# Leviton Control Interface I/F 501



## wtxmarc (Mar 27, 2012)

I am using a Leviton Control Interface I/F 501 to communicate with multiplex and DMX dimmer packs using PC Software. Every time I turn the computer off I have to reset the control interface box, which means unplugging all the connectors and power supply then replugging it all back in. Has anyone else experienced this kind of behavior? Is this expected behavior?


----------



## derekleffew (Mar 27, 2012)

wtxmarc said:


> ...Every time I turn the computer off I have to ...


Why? What happens if you don't (do all those things)? I can see _possibly_ resetting the box with a hard reset by cycling power, but unplugging all input/output connectors should never be necessary.
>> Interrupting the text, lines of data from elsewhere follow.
Issue #545, opened 2026-07-31
CLI: infer the CSV delimiter per file so .tsv works without extra flags


fdosani:
Follow-up from #544.

### Context

The CLI infers the input format per file, so mixed pairs like `--left a.csv --right b.parquet` work. The CSV *delimiter* is the exception: `--csv-delimiter` is a single value applied to both sides, defaulting to a comma.

`.tsv` was originally mapped to the `csv` format in `_EXTENSION_FORMATS`. That picked the right reader but not the right delimiter, so a `.tsv` file was recognised and then parsed with commas into one mangled column. The failure surfaced as `df1 must have all columns from join_columns: {'id'}`, which points nowhere near the real cause.

#544 removed `.tsv` from the extension table so the failure is at least honest:

```
$ datacompy compare --left a.tsv --right b.tsv --on id
datacompy: cannot infer the format of 'a.tsv' from its extension '.tsv'.
Pass --input-format csv|parquet|json.
```

Tab separated files still work with `--input-format csv --csv-delimiter '\t'`, as long as both sides use the same delimiter.

### What to do

Infer the delimiter per file from its extension, with an explicit `--csv-delimiter` overriding both sides:

```python
_DELIMITER_EXTENSIONS = {".tsv": "\t"}

def infer_delimiter(ref: str, override: str | None) -> str:
    """Return the field delimiter for *ref*, inferred from its extension."""
    if override is not None:
        return override
    return _DELIMITER_EXTENSIONS.get(Path(ref).suffix.lower(), ",")
```

This needs `--csv-delimiter`'s `Opt.default` changed from `","` to `None` so that "absent" stays distinguishable from "explicitly set to a comma", then the three loader call sites (pandas, polars, spark) routed through `infer_delimiter`. Restore `.tsv` to `_EXTENSION_FORMATS` at the same time.

### Acceptance criteria

- `--left a.tsv --right b.tsv --on id` works with no extra flags
- `--left a.csv --right b.tsv --on id` works with no extra flags
- An explicit `--csv-delimiter ';'` still applies to both sides
- `.csv` vs `.csv` behaviour is unchanged
- Remove the `.. note::` in `docs/source/cli.rst` that documents the current limitation, and the `test_tsv_extension_is_not_inferred` test

### Out of scope

[...]

PR #549, opened 2026-08-03
fix(cli): infer delimiters for TSV inputs

AtomicGlance:
Addresses #545.

## What changed

- Infer comma or tab delimiters separately for each input file.
- Recognize `.tsv` and `.tab` as CSV inputs across pandas, Polars, and Spark.
- Keep `--csv-delimiter` as an override for both inputs.
- Replace the old TSV limitation test with same-format and mixed CSV/TSV coverage, including a Spark regression test.
- Update the CLI documentation to describe the inferred extensions.

## Why

The CLI already inferred each file's format independently, but the delimiter was one shared value that defaulted to a comma. A TSV file could therefore reach the correct reader and still be parsed into one malformed column. Keeping the parser default unset lets the loaders distinguish an explicit override from normal extension-based inference.

## Validation

- `pytest tests/cli/test_compare.py tests/cli/test_parser.py tests/cli/test_spark.py -q` — 124 passed, 5 skipped
- `ruff check datacompy/cli tests/cli`
- `ruff format --check datacompy/cli tests/cli`
- `mypy --follow-imports=skip --ignore-missing-imports datacompy/cli/backends.py`
- `sphinx-build -b html docs/source docs/build/html` (builds with the existing `api/modules` toctree warning)

### DIFF
--- a/datacompy/cli/backends.py
+++ b/datacompy/cli/backends.py
@@ -48,19 +48,18 @@ from datacompy.cli.parser import OPTIONS
 
 #: File extension to canonical format name.
 #:
-#: ``.tsv`` is deliberately absent. Mapping it to ``csv`` would pick the right
-#: reader but not the right delimiter, which stays comma unless
-#: ``--csv-delimiter`` says otherwise, so a ``.tsv`` file would be recognised
-#: and then misparsed. Until the delimiter is inferred per file, a tab
-#: separated file is read with an explicit ``--input-format csv``.
 _EXTENSION_FORMATS = {
     ".csv": "csv",
+    ".tab": "csv",
+    ".tsv": "csv",
     ".parquet": "parquet",
     ".pq": "parquet",
     ".json": "json",
     ".jsonl": "json",
     ".ndjson": "json",
 }
+
+_DELIMITER_EXTENSIONS = {".tab": "\t", ".tsv": "\t"}
 
 _NDJSON_EXTENSIONS = frozenset({".jsonl", ".ndjson"})
 
@@ -98,6 +97,18 @@ def infer_format(ref: str, override: str | None) -> str:
             f"cannot infer the format of {ref!r} from its extension "
             f"{extension or '(none)'!r}. Pass --input-format csv|parquet|json."
         ) from None
+
+
+def infer_delimiter(ref: str, override: str | None) -> str:
+    """Return the field delimiter for *ref*.
+
+    An explicit ``--csv-delimiter`` takes precedence over extension based
+    inference. CSV files and paths with no recognised delimiter extension use
+    a comma.
+    """
+    if override is not None:
+        return override
+    return _DELIMITER_EXTENSIONS.get(Path(ref).suffix.lower(), ",")
 
 
 def _is_ndjson(ref: str) -> bool:
@@ -203,7 +214,9 @@ class PandasBackend(CLIBackend):
         fmt = infer_format(ref, namespace.input_format)
         try:
             if fmt == "csv":
-                return pd.read_csv(ref, sep=namespace.csv_delimiter)
+                return pd.read_csv(
+                    ref, sep=infer_delimiter(ref, namespace.csv_delimiter)
+                )
             if fmt == "parquet":
                 return pd.read_parquet(ref)
             return pd.read_json(ref, lines=_is_ndjson(ref))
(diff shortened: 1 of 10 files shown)


fdosani:
Thanks for the PR. I'd like to hold off merging this in right now as I want to focus on getting the original PR reviewed and merged. I'll leave it be for now, but maybe get you to do a rebase/alteration once we are ready to move forward with this.

fdosani (commented):
Taking another pass at the review. Sorry about the confusion

datacompy/cli/backends.py
```diff
@@ -92,14 +100,96 @@ def infer_format(ref: str, override: str | None) -> str:
...
+    frame_columns = getattr(frame, "columns", None)
+    if frame_columns is None:
+        return None
+    columns = list(frame_columns)
+    if len(columns) != 1:
+        return None
+
+    name = str(columns[0])
+    used = infer_delimiter(ref, namespace.csv_delimiter)
+    if not any(char != used and char in name for char in _PLAUSIBLE_DELIMITERS):
```
fdosani:
```suggestion
    # A collapsed multi-column header repeats the real delimiter once per lost
    # column, so a plausible delimiter appearing more than once is the mark of a
    # misparse. A single occurrence is just as easily a genuine column name such
    # as "a;b", so it is left alone rather than warned about on a correct run.
    if not any(char != used and name.count(char) > 1 for char in _PLAUSIBLE_DELIMITERS):
```

datacompy/cli/backends.py
```diff
@@ -92,14 +100,96 @@ def infer_format(ref: str, override: str | None) -> str:
...
+        The loaded DataFrame. Only ``columns`` is read, which every file
+        backend exposes without touching the data.
+
+    Returns
+    -------
+    str or None
+        A warning message, or ``None`` when the parse looks fine. Only a single
+        column CSV whose one column name contains a delimiter other than the
+        one used is reported, so a genuine single column file and a plain typo
+        in ``--on`` stay quiet.
```
fdosani:
```suggestion
        A warning message, or ``None`` when the parse looks fine. Only a single
        column CSV whose one column name *repeats* a delimiter other than the
        one used is reported, because that is what a collapsed multi-column
        header looks like. A genuine single column file, a name that merely
        contains one such delimiter (for example ``a;b``), and a plain typo in
        ``--on`` all stay quiet.
```

tests/cli/test_backends.py
```diff
@@ -0,0 +1,178 @@
...
+def test_a_quoted_header_is_not_reported_as_a_misparse(frame_of):
+    """A single column genuinely named ``a,b`` survives a comma delimited read.
+
+    The comma in that name is the delimiter the file was read with, so it
+    cannot be evidence that the wrong one was chosen. Without that check the
+    only correctly parsed file in the world with a comma in a column name gets
+    warned about on every run.
+    """
+    frame = frame_of("a,b")
+    assert suspect_delimiter("data.csv", _namespace(), frame) is None
```
fdosani:
```suggestion
@pytest.mark.parametrize(
    ("ref", "csv_delimiter", "column_name", "warns"),
    [
        # Read with a comma (.csv): a lone foreign delimiter is an ordinary
        # name...
        ("data.csv", None, "a;b", False),
        ("data.csv", None, "a|b", False),
        ("data.csv", None, "a\tb", False),
        # ...but a repeated one is a collapsed multi-column header.
        ("data.csv", None, "a;b;c", True),
        ("data.csv", None, "a|b|c", True),
        ("data.csv", None, "a\tb\tc", True),
        # The delimiter actually used never implicates itself, however often it
        # appears (a quoted "a,b,c" survives a comma read as one column).
        ("data.csv", None, "a,b", False),
        ("data.csv", None, "a,b,c", False),
        # Two different foreign delimiters, one each, stays ambiguous -> quiet.
        ("data.csv", None, "a;b|c", False),
        # Nothing plausible in the name.
        ("data.csv", None, "id", False),
        ("data.csv", None, "amount_usd", False),
        # Read with a tab (.tsv): the mirror image.
        ("data.tsv", None, "first,last", False),
        ("data.tsv", None, "id,name,amount", True),
        ("data.tsv", None, "a;b", False),
        ("data.tsv", None, "a;b;c", True),
        ("data.tsv", None, "a\tb\tc", False),  # tab is what it was read with
        # An explicit --csv-delimiter is what "used" means, not the extension.
        ("data.csv", ";", "id,name,amount", True),
        ("data.csv", ";", "a;b;c", False),  # ';' is what it was read with
        ("data.csv", ";", "a|b", False),
        ("data.csv", ";", "a|b|c", True),
    ],
)
def test_suspect_delimiter_decision_matrix(
    frame_of, ref, csv_delimiter, column_name, warns
):
    """A single column is a misparse only when a foreign delimiter repeats.

    A plausible delimiter that appears more than once is what a collapsed
    multi-column header leaves behind. A lone occurrence is just as easily a
    genuine column name, and the delimiter the file was read with never
    implicates itself. Parametrised over both in memory backends via
    ``frame_of``.
    """
    namespace = _namespace(csv_delimiter=csv_delimiter)
    message = suspect_delimiter(ref, namespace, frame_of(column_name))
    assert (message is not None) == warns
```

PR #548, opened 2026-08-02
fix: support Spark Connect sessions

patrickswedish:
## Summary

- dispatch Spark SQL functions and window expressions to the implementation matching the actual classic or Connect DataFrame/Column
- apply the same dispatch throughout `SparkSQLCompare` and its built-in array, boolean, numeric, and string comparators
- add regression coverage proving Connect expressions can be built without an active local `SparkContext`

## Validation

- `ruff check` and `ruff format --check` on every changed Python file
- Spark Connect regression tests: passed
- Spark comparator and helper suite: 34 passed
- focused end-to-end `SparkSQLCompare` paths (merge, duplicate handling, mismatch reporting, windows, masking, and cache behavior): 8 passed

Closes #535

PR #552, opened 2026-08-06
fix: support Spark Connect sessions in SparkSQLCompare

### LINKED ISSUE #535: SparkSQLCompare fails with Spark Connect sessions (pyspark.sql.connect.session.SparkSession)
### Summary
datacompy.spark.SparkSQLCompare raises an AssertionError when used with a Spark Connect session (pyspark.sql.connect.session.SparkSession). It only works with a classic JVM-backed pyspark.sql.SparkSession.

### Steps to Reproduce
```
# spark is a pyspark.sql.connect.session.SparkSession (e.g. from Spark Connect)  
import datacompy  
  
comp = datacompy.spark.SparkSQLCompare(  
    spark, df1, df2, join_columns="id"  
)  
```

### Error
```
AssertionError:  
  File ".../datacompy/spark.py", line 440, in _dataframe_merge  
    df1 = df1.withColumn("_merge_left", F.lit(True))  
  File ".../pyspark/sql/functions.py", line 95, in _invoke_function  
    assert SparkContext._active_spark_context is not None 
```

### Root Cause
datacompy/spark.py imports from pyspark.sql.functions (the classic JVM-backed module), which internally asserts that a local SparkContext is active. Spark Connect sessions have no local SparkContext — they communicate with the Spark driver over a remote gRPC connection — so this assertion always fails.

### Expected Behavior
SparkSQLCompare should work with both classic pyspark.sql.SparkSession and Spark Connect pyspark.sql.connect.session.SparkSession.

fdosani:
## Summary

`SparkSQLCompare` did not work against a Spark Connect session it was handed rather than one it created (issue #535). The root cause is that `pyspark.sql.functions` and `pyspark.sql.Window` only forward to the Spark Connect implementations while the process-global `SPARK_CONNECT_MODE_ENABLED` environment variable is set. A notebook runtime, a serverless runtime, or another framework that hands over an already-built Connect session does not necessarily set it, so datacompy built classic expressions against Connect DataFrames.

This branch selects the expression API from the object being operated on instead of from the global flag, and then backs that up with a Connect test session, a regression suite, and CI/tox coverage so the path stays green.

## Credit

The dispatch approach here is the one proposed by @patrickswedish in #548, and that PR is what identified the process-global flag as the real cause. This branch keeps that design and extends it:

- `is_spark_connect_object()` walks the MRO comparing module names rather than doing `isinstance` against the Connect classes, so a classic-only PySpark install never triggers the `pyspark.sql.connect` import that requires the optional `grpcio` dependency
- fixes to the non-comparator Connect breakages found while building an end-to-end Connect test run (report rendering, temp views, empty `withColumns`)
- a Spark Connect test session, a regression suite, and CI + tox coverage

Closes #535. Supersedes #548.

## Library changes

**Expression dispatch** (`datacompy/comparator/utility.py`)

- `is_spark_connect_object()`, `get_spark_functions()`, and `get_spark_window()` resolve the classic or Connect `functions` module and `Window` class from the DataFrame or Column at hand
- every call site in `datacompy/spark.py` and in the array, boolean, numeric, and string comparators resolves `F` / `Window` this way instead of importing them at module scope

**Other Connect breakages** (`datacompy/spark.py`, `datacompy/base.py`)

- `df_to_str()` checked `hasattr(df, "to_string")` before `hasattr(df, "toPandas")`. A Connect DataFrame synthesizes a Column for any unknown attribute, so the first check is always True for it and every Spark report took the pandas branch. The `toPandas` check now comes first.
- `_dataframe_merge()` registered fixed `df1` / `df2` temp views. Connect resolves views lazily, so a second comparison on the same session replaced the views an earlier plan still referred to; the names are now unique per merge, which also stops datacompy clobbering a user view called `df1` or `df2`.
- `_intersect_compare()` now guards `withColumns()` on a non-empty mapping. Connect asserts on an empty one where classic Spark treats it as a no-op; this is reached when the two frames share nothing but the join columns.
- the type check in `_validate_dataframe()` no longer imports `pyspark.sql.connect.dataframe`, for the same `grpcio` reason as above.

## Tests

- `tests/test_spark_connect.py`: end-to-end `SparkSQLCompare` coverage against a real Connect session. The session fixture clears `SPARK_CONNECT_MODE_ENABLED`, which is what makes these tests able to fail: with the flag left set, `pyspark.sql.functions` forwards to Connect on its own and the suite would pass against the unfixed library.
- `tests/comparator/test_utility_spark.py`: unit coverage for the three new helpers.
- `pytest-connect.ini` runs the existing `tests/test_spark.py` and `tests/comparator/` against a Connect session, so the fix is checked against the full existing suite rather than only the new one.

The Connect suites must each run in their own pytest process: starting a local Connect server sets `SPARK_LOCAL_REMOTE`, after which every later `SparkSession.builder.getOrCreate()` in that process returns the Connect session, so classic and Connect sessions cannot coexist in one run. The regression suite is marked `spark_connect` and deselected from the default run via `addopts`.

## CI and tooling

- `.github/workflows/test-package.yml`: the Spark matrix was a cross product where the Spark jobs are the entire cost of a run (~20 min each) and the no-Spark jobs finish in under a minute. It now covers the axes independently: Python 3.10-3.13 breadth from the four cheap basic-install jobs, pandas 2 vs 3 and Spark 3.5 vs 4 each present once, and ANSI mode plus the two Spark Connect steps on the 3.12 baseline only. The known gap (no Spark job on 3.11 or 3.13) is recorded in the file's header along with what closing it costs.
- `tox.ini` (new): mirrors that workflow job for job via `tox-conda`, so the CI matrix can be reproduced locally without a system JDK. Its header documents two traps that cost real time to find: the `openjdk>=17.0.8,<18` floor (below it, conda-forge selects a GraalVM build that silently replaces CPython with GraalPy) and `{envpython}` substituting to the string `None` in tox 3.28.
- `Makefile`: `make test`, `test-ansi`, `test-connect`, `test-connect-regression`, `test-cov`, `test-all`, plus `-no-snowflake` variants.
- `pytest.ini` / `pytest-ansi.ini` / `pytest-connect.ini`: all three now set `testpaths = tests`. Without it a bare `pytest` walks the whole repo, and a worktree checked out under the repo root contributes a second `tests/conftest.py`, which aborts the run with `ImportPathMismatchError`. The Spark driver and the Connect server are also bound to `127.0.0.1` so tests do not depend on the host's outward-facing network config.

May or may not be related to this thread: http://www.controlbooth.com/forums/lighting-electrics/23981-light-goes-when-board-turns-off.html / (DMX death gasp), although I don't think the box has a hold last look feature.

Simple answer(s)

Don't ever turn off the computer.
Unplug only the DMX input to the I/F 501 before quitting the program.
Remove power to the box when computer is not online.


----------



## wtxmarc (Mar 28, 2012)

Sorry...left off some information. When we don't do those things, we can't control the lights on the multiplex side of the controller. The other side of the problem is that the controller interface and dimmer packs are in a remote room, so it isn't as fast/easy a process as it could be.


----------



## tbergman (Jul 23, 2013)

I know this is an old thread, but yes mine does the exact same thing. I simply keep our PC powered up at all times.


----------